*** Opening of Input data ***

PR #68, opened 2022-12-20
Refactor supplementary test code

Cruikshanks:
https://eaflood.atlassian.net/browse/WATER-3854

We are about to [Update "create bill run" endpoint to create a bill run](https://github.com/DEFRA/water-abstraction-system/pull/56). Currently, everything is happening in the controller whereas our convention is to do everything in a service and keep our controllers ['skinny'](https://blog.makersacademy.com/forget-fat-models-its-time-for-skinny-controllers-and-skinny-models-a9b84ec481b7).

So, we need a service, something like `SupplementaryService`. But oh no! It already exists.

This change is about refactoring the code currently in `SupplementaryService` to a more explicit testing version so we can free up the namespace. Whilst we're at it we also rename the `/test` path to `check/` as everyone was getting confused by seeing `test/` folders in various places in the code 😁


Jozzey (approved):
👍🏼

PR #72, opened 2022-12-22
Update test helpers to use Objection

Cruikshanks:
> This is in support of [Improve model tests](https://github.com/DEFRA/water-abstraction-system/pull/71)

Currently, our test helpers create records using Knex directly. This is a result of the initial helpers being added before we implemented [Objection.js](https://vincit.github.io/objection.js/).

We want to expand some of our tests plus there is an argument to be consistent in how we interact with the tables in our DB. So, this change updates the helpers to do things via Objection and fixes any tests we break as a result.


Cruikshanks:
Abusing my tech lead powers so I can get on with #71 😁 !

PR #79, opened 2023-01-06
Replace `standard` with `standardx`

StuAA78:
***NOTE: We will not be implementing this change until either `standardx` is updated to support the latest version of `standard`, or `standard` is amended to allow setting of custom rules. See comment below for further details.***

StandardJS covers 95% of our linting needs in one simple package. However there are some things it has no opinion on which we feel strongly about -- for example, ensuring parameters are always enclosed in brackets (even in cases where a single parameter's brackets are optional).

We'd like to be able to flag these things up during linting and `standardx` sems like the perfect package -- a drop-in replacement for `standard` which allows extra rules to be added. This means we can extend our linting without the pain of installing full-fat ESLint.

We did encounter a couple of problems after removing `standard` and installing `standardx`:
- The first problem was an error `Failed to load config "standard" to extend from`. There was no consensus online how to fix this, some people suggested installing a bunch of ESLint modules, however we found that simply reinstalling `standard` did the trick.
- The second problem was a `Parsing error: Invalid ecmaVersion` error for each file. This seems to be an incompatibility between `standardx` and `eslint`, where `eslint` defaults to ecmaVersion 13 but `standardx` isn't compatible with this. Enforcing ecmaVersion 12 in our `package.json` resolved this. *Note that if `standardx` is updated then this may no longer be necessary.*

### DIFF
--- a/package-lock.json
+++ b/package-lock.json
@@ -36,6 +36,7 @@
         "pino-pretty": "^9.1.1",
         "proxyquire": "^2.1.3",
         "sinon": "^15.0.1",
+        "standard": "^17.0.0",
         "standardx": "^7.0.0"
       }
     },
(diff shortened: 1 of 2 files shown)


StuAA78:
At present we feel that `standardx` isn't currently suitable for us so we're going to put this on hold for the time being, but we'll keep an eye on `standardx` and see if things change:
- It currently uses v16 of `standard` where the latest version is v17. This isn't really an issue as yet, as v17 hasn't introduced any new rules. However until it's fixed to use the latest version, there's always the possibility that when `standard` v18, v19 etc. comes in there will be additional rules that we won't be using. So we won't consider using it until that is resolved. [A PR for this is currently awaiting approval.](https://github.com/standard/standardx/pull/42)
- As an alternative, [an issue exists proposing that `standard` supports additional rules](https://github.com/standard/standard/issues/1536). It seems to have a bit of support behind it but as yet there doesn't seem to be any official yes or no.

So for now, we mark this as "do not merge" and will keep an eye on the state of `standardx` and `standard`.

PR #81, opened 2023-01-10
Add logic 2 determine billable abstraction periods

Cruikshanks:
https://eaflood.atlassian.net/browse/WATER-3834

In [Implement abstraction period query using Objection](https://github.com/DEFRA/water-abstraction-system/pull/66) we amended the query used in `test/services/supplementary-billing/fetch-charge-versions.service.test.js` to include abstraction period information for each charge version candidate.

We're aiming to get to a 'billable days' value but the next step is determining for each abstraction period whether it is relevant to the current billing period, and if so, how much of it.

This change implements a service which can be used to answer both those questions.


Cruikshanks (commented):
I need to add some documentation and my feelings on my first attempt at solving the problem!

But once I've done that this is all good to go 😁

*** Close of Input data ***

### What the task requires
Each line from the beginning of the entries to the line with "We are about" must be repeated exactly, with both end lines kept and no other lines given.

### Worked solution
PR #68, opened 2022-12-20
Refactor supplementary test code

Cruikshanks:
https://eaflood.atlassian.net/browse/WATER-3854

We are about to [Update "create bill run" endpoint to create a bill run](https://github.com/DEFRA/water-abstraction-system/pull/56). Currently, everything is happening in the controller whereas our convention is to do everything in a service and keep our controllers ['skinny'](https://blog.makersacademy.com/forget-fat-models-its-time-for-skinny-controllers-and-skinny-models-a9b84ec481b7).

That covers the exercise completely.